Exercise directions:
Search the entries for the word "calling". Copy every line that holds it.

--- START ---

PR #570, opened 2021-07-16
8270851: Logic for attaching/detaching native threads could be improved

mcimadamore:
For a complete description of the issue, please refer to:

https://bugs.openjdk.java.net/browse/JDK-8270851

This patch makes the logic for detaching native threads more lazy - by only doing the detach when a native thread has completed. This is achieved by using some thread local storage, which is used to keep track of the Java thread associated to a given native thread. If, by the time the thread local storage is destroyed, we see that a Java thread has been attached, we do a detach operation. This trick effectively minimizes the number of Thread instances created when interacting with multi-threaded native code.

This patch also tweaks the logic for attaching native threads to the VM by using the "daemon" attach variant. That is, native threads registered against the VM (because of Panama upcalls) should not prevent the JVM to shut down in an orderly fashion (in cases where the native threads might outlive the JVM).

---------
### Progress

### Issue
 * [JDK-8270851](https://bugs.openjdk.java.net/browse/JDK-8270851): Logic for attaching/detaching native threads could be improved

### Reviewers
 * [David Holmes](https://openjdk.java.net/census#dholmes) (@dholmes-ora - no project role)

### Reviewing

Checkout this PR locally: \
`$ git fetch https://git.openjdk.java.net/panama-foreign pull/570/head:pull/570` \
`$ git checkout pull/570`

`$ git checkout pull/570` \
`$ git pull https://git.openjdk.java.net/panama-foreign pull/570/head`

</details>

Checkout this PR locally: \
`$ git pr checkout 570`

`$ git pr show -t 570`

</details>

<a href="https://git.openjdk.java.net/panama-foreign/pull/570.diff">https://git.openjdk.java.net/panama-foreign/pull/570.diff</a>

</details>


JornVernee (approved):
LGTM

overheadhunter:
I just checked out this branch and ran some tests and the results are great. Not only did performance in multithreaded tests increase significantly (outperforming JNR) and memory usage dropped to a fraction, it is also way easier to run profiling tools due to having longer living threads. 🎉

dholmes-ora:
This change takes you from one extreme to another and so will introduce different problems. Changing to using daemon threads tries to avoid the obvious problem - that a non-terminating native thread causes the VM to never exit. But now the VM can exit in the middle of an upcall unless something else is keeping the VM alive. No implicit lifecycle management policy can suit all cases here.

David

overheadhunter:
Is switching to daemon threads required for this fix to work? When dealing with non-daemon native threads, will the JVM wait for it to _terminate_ or to _detach_, before it shuts down?

src/hotspot/share/prims/universalUpcallHandler.cpp
```diff
@@ -36,6 +36,26 @@
...
+
+  ~UpcallContext() {
+    if (attachedThread != NULL) {
+      JavaVM_ *vm = (JavaVM *)(&main_vm);
+      vm->functions->DetachCurrentThread(vm);
+    }
+  }
+};
+
+thread_local UpcallContext threadContext;
```
dholmes-ora, line 57: Use of C++11 `thread_local` violates the Hotspot rules for C++ feature usage. See:
https://github.com/openjdk/jdk/blob/master/doc/hotspot-style.md#thread_local
It is also unclear when such an object will be destroyed when C++ thread API is not used.

JornVernee:
Hi David, thanks for the comments. I think Maurizio will want to weigh in as well, but here are some thoughts from me:

> This change takes you from one extreme to another and so will introduce different problems. Changing to using daemon threads tries to avoid the obvious problem - that a non-terminating native thread causes the VM to never exit. But now the VM can exit in the middle of an upcall unless something else is keeping the VM alive. No implicit lifecycle management policy can suit all cases here.

I think this is what we expected to happen: something else would need to keep the VM alive during the upcall.

> > Is switching to daemon threads required for this fix to work? When dealing with non-daemon native threads, will the JVM wait for it to _terminate_ or to _detach_, before it shuts down?
> 
> For a non-daemon the JVM will remain alive as long as it is attached. So
> if it only detaches at termination then the JVM will wait till it
> terminates.

When I discussed this case with Maurizio offline, the main use case we had in mind was where a native application starts a JVM, makes a few upcalls, and then returns to the native application, at which point it would continue like a normal native application. In that case we didn't want to stop the VM from shutting down.

> There may also be a problem with using a thread-local to control
> detaching. The panama code is using the C++11 thread_local which we do
> not use in the VM. As the C++ thread_local relates to C++ threads and
> their lifecycle, it is not at all clear to me how it operates for
> threads that may not use the C++ thread API ie when will the object
> actually be destroyed?

As far as I can tell (for instance from [1]), the `thread_local` storage specifier is a language feature that is not directly related to the C++ `std::thread` API (assuming that's what you mean with 'C++ threads'), and the "thread" that `thread_local` storage applies to is an operating system thread. But, this might be an incorrect interpretation, as the documentation I linked to doesn't specify "thread".

Was there a prior discussion of `thread_local`?

AFAICT `thread_local` and the MSVC implementation of the `THREAD_LOCAL` macro work the same [2]. The problem with using `THREAD_LOCAL` is that the GCC implementation uses `__thread` which does not allow objects with non-trivial destructors. If I try this, the compiler suggests using `thread_local` instead:

```
<source>:16:19: error: non-local variable 'g' declared '__thread' has a non-trivial destructor
   16 | __thread struct A g(0);
      |                   ^
<source>:16:19: note: C++11 'thread_local' allows dynamic initialization and destruction
```

We essentially want to run some code when a thread terminates. The pthread API seems to allow for this by way of registering a destructor for a thread local [3], and it seemed that the C++ 11 `thread_local` keyword is the portable version of this.

Have we perhaps overlooked another mechanism for automatically detaching a thread on termination that already exists in HotSpot?

> Detaching a thread also uses the compiler native
> thread-local mechanism, as well as the library based mechanisms. Luckily
> if these things run in the wrong order (but don't otherwise interfere)
> they will actually appear detached before detach is called, and the call
> to detach is a no-op in that case.

Looking at `DetachCurrentThread`, this seems problematic? Won't there be a memory leak since the thread object is never destroyed in that case? `DetachCurrentThread` uses a thread local to get a pointer to the current thread and detach that, and if I understand correctly that thread local might be nulled out at the point when our destructor tries to detach the thread?

However, we have a pointer to the current thread saved as well, so it seems we could potentially rearrange the code to pass in that pointer to detach instead of using the thread-local to get a pointer to the current thread.

Thanks,
Jorn

[1] : https://en.cppreference.com/w/cpp/language/storage_duration
[2] : https://docs.microsoft.com/en-us/cpp/parallel/thread-local-storage-tls?view=msvc-160
[3] : https://linux.die.net/man/3/pthread_key_create

mcimadamore:
> No implicit lifecycle management policy can suit all cases here.

I believe at some point we will have options to configure this, as we do for native thread transitions in downcalls.

mcimadamore:
> As far as I can tell (for instance from [1]), the `thread_local` storage specifier is a language feature that is not directly related to the C++ `std::thread` API (assuming that's what you mean with 'C++ threads'), and the "thread" that `thread_local` storage applies to is an operating system thread. But, this might be an incorrect interpretation, as the documentation I linked to doesn't specify "thread".

I've seen similar notes too, even in the C++ standard. There's no direct mention that a "thread" is a thread coming from `std::thread` anywhere. That said, from there to inferring that `thread_local` must work regardless of how threads are created is, probably, a too optimistic take on the spec.

In Linux-land, things seem to work pretty robustly, since the C++ compiler will register destructors using certain API points:

https://code.woboq.org/userspace/glibc/stdlib/cxa_thread_atexit_impl.c.html#__cxa_thread_atexit_impl

IMHO, the code here suggests that destructors works at a pretty general level, and they are called whenever a process exits, for instance:

https://code.woboq.org/userspace/glibc/stdlib/exit.c.html#46

But also when pthreads complete:

https://code.woboq.org/userspace/glibc/nptl/pthread_create.c.html#487

(and, likely when std::threads do too).

So, yes, there needs to be cooperation between the thread API and use of `thread_local`, but it seems to me that, at least in linux, the mechanism seems general enough to common the main thread APIs being used there. Of course if a thread is created by using lower level building blocks, you are probably already in undefined behavior territory, so in that case guarantees for thread_local cannot be assumed.

dholmes-ora:
Hi Jorn, Maurizio,

Sorry I didn't see these updates due to the skara email outage.

It is hard to try and go through everything point by point! :) And I don't have definitive answers for everything, I'm just raising awareness of potential problems.

First note `thread_local` is not allowed as a C++ language feature in hotspot per the style guide on allowed C++ features - so that is the first battle that needs to be fought (email to hotspot-dev). It may be an easy battle, it may not, that depends on how much detail we have about how a language based thread-local-storage (TLS) mechanism interacts with non-C++ threads and the compiler and library TLS mechanisms. I can easily imagine that the language, compiler, and library versions of TLS all hook into the same "termination hook" in the platform thread management code, but it remains an unknown what order the different categories of "destructor" will run. That fact that gcc __thread doesn't allow non-trivial object initialization and destruction itself suggests there is some significant different between __thread and C++ thread_local in that environment.

TLS is a very complex area and it is very easy for different uses of thread-locals to interact in bad ways given that the VM itself uses thread-local for dealing with Thread::current() (and normally uses two mechanisms: compiler TLS and library TLS, because only the library TLS is considered signal-safe, but compiler TLS is (usually) much faster). 

> Have we perhaps overlooked another mechanism for automatically detaching a thread on termination that already exists in HotSpot?

No there is no such mechanism. It is in fact quite problematic. We had to introduce a hack in the VM code (threadLocalStorage_posix.cpp) to allow a pthread TLS key destructor to detach a terminating thread - with a side effect that if a thread fails to detach then it may hang on termination. :(

If you look at what detaching a thread does it is non-trivial, with further calls to Java being made; and detaching depends on both the state of the thread (any Java frames still on the stack?) and the state of the VM (see next point).

The lifecycle management aspect of this is complex. The VM is load-once and never truly unloads within a process, but is not reusable once it has been "terminated". Also note that if the VM has terminated before a daemon thread tries to detach then the terminating thread will just hang in VMExit::block_if_vm_exited() - which is unlikely what the application wants. You can't just be a casual user of the JVM this way I'm afraid. The application really needs to understand how it uses the JVM and how/when it will "terminate" it. Daemon threads have a false allure to them - in practice because they can stop at any point in their execution when the VM terminates, they really have to be doing simple non-essential tasks.

> Looking at DetachCurrentThread, this seems problematic? Won't there be a memory leak ...

As long as there is one successful detach there is no leak, but otherwise yes it will leak the JavaThread and associated resources. But things could get worse because if a thread terminates without detaching, and is visible to some of the other API's (like monitoring and management, or JFR) then we may try to interact with that terminated thread.

I don't recall what the panama programming model is in regard to application use of native threads and the use of upcalls, but perhaps for the case at hand when threads are making many upcalls and the attach/detach overhead is significant, then the application should be responsible for attaching and later detaching these threads, with the upcall mechanism checking for an already attached thread?

Anyway ... if you still want to pursue this approach then as I said thread_local needs to be approved for use in hotspot (probably fine to use it in panama repo in the meantime).

Cheers,
David

mcimadamore:
>  don't recall what the panama programming model is in regard to application use of native threads and the use of upcalls, but perhaps for the case at hand when threads are making many upcalls and the attach/detach overhead is significant, then the application should be responsible for attaching and later detaching these threads, with the upcall mechanism checking for an already attached thread?

The main issue with putting developers in charge of deciding when/how to attach/detach is that, unlike with JNI, where user code runs (albeit in C/C++) before/after the upcall (so we have a chance to attach/detach things), in Panama the code doing the upcall is some unknowing piece of native code calling a function pointer. There's nothing we can inject in the library code, of course, as that code is fixed - so the only thing we can change is what happens when the upcall starts/finishes.

I have few questions for you though.

1. What happens if an attached thread is never deattached?
2. We can imagine we have an API for attaching threads, exposed by CLinker:

```
boolean attachThread(Thread t, boolean daemon, ResourceScope)
```

This will attach a thread (if needed) to the JVM (either in daemon mode, or normal), and will register that onto a ResourceScope, meaning that when the ResourceScope is closed, the thread will be deattached.

This API is not impossible to do - what I'd like to understand is what happens if we jump into the upcall code _before_ we have attached the thread to the JVM. Is that a correctness issue? If not, we could go down that path - but if a native thread can _never ever_ execute a single line of Java code before being attached to the VM, well, that creates a chicken and egg problem, I think.

mcimadamore:
Thanks David - I think Jorn and I came up with a possible, different idea to handle this - which is to attach the lifecycle of the attached threads to the resource scope used to create an upcall. That way, when the upcall stub is destroyed, any threads that happened to call it would be deattached by the VM. We need to do some experiments, as this approach could be problematic in cases where the same native thread calls different upcall stubs - but it seems worthwhile exploring.

src/hotspot/share/prims/universalUpcallHandler.cpp
```diff
@@ -60,7 +79,7 @@ void ProgrammableUpcallHandler::detach_current_thread() {
 
 // modelled after JavaCallWrapper::JavaCallWrapper
 JavaThread* ProgrammableUpcallHandler::on_entry(OptimizedEntryBlob::FrameData* context) {
-  JavaThread* thread = maybe_attach_and_get_thread(&context->should_detach);
```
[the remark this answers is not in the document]
mcimadamore: isn't that already the case in codeBlob.hpp ?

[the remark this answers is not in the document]
JornVernee: Oh, huh. You're right. I think those changes might have been hidden when I looked at the changes, since I already looked at them before. (Now I see it).

JornVernee (approved):

src/hotspot/share/prims/universalUpcallHandler.cpp
```diff
@@ -37,18 +37,37 @@
...
+
+APPROVED_CPP_THREAD_LOCAL UpcallContext threadContext;
+
+JavaThread* ProgrammableUpcallHandler::maybe_attach_and_get_thread() {
   JavaThread* thread = JavaThread::current_or_null();
   if (thread == nullptr) {
     JavaVM_ *vm = (JavaVM *)(&main_vm);
     JNIEnv* p_env = nullptr; // unused
     jint result = vm->functions->AttachCurrentThread(vm, (void**) &p_env, nullptr);
     guarantee(result == JNI_OK, "Could not attach thread for upcall. JNI error code: %d", result);
```
dholmes-ora, line 67: Do you really want to abort if something goes wrong i.e. out-of-memory**? (Also the JNI error code won't be very illuminating as only JNI_ERR is ever returned from AttachCurrentThread.)

** Any unexpected exceptions from the java.lang.Thread construction will be silently cleared but also cause failure.

dholmes-ora (approved):
Update to new thread_local usage looks good. :)

One query below on error handling.

src/hotspot/share/prims/universalUpcallHandler.cpp
mcimadamore: For errors that occurs inside the upcall, we generally try to print a stack trace - but in this case we're a bit of a limbo between native and Java - and we still don't have a Java thread - so I'm assuming that if something goes wrong here there's not much we can do to dress it up nicely and/or recover? I agree that printing out JNI error code seems over the top (and not very useful).

I note that this code has not changed, even in the foreign-preview branch, which contains a bunch of JVM cleanups. Maybe we can file a followup (but I'd like to understand better what you are proposing - and what options we have on the table).

mcimadamore: I tend to agree - only observation is that reporting the JNI error code, as David noted, is probably useless.

dholmes-ora: I admit I don't know what the full context is here but at some level you have a piece of external code calling something and expecting something useful to happen as a result. I would have expected that API, whatever it is, to have some way of indicating that an error occurred and that the "something useful" did not in fact happen. If the initial code does not even know it is calling into a JVM I would expect it to be pretty miffed when the JVM decides to blow away the entire process due to an incidental issue the JVM had! 

Even if aborting is your only option I don't think a guarantee, with ensuing JVM core dump and hs_err file, is the way to go about it. I would not want to be fielding bug reports against the JVM in such a case.

Cheers.

mcimadamore: I think aborting is the only option. The flow starts with some native call made by Java code. At some point the native code upcalls back into Java, and, for some reason, attaching a thread fails. When this failure occurs we are deep inside a native library. Popping back until we reach some Java frame seems undesirable (what happens to all the native code in the middle?). As I pointed out yesterday, we have a similar situation when the *Java* code inside an upcall fails with some exception: but in that case at least we have a thread, so we can dump a stack trace, which makes it "look" like a normal exception (but it's not, in the sense that it cannot be caught by the Java code - as the VM exits after dumping the stack trace).
This is worse, as we can't even dump the stack trace (as we have no thread), so the best we can do is to dump some message, and then exit. I agree that generating a VM dump is too much, and we should scale that back. But I don't think there is a meaningful way to recover (as the recovery would have to happen inside the C code, which Panama cannot, by definition, control).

--- END ---

Completed task:
The main issue with putting developers in charge of deciding when/how to attach/detach is that, unlike with JNI, where user code runs (albeit in C/C++) before/after the upcall (so we have a chance to attach/detach things), in Panama the code doing the upcall is some unknowing piece of native code calling a function pointer. There's nothing we can inject in the library code, of course, as that code is fixed - so the only thing we can change is what happens when the upcall starts/finishes.
dholmes-ora: I admit I don't know what the full context is here but at some level you have a piece of external code calling something and expecting something useful to happen as a result. I would have expected that API, whatever it is, to have some way of indicating that an error occurred and that the "something useful" did not in fact happen. If the initial code does not even know it is calling into a JVM I would expect it to be pretty miffed when the JVM decides to blow away the entire process due to an incidental issue the JVM had! 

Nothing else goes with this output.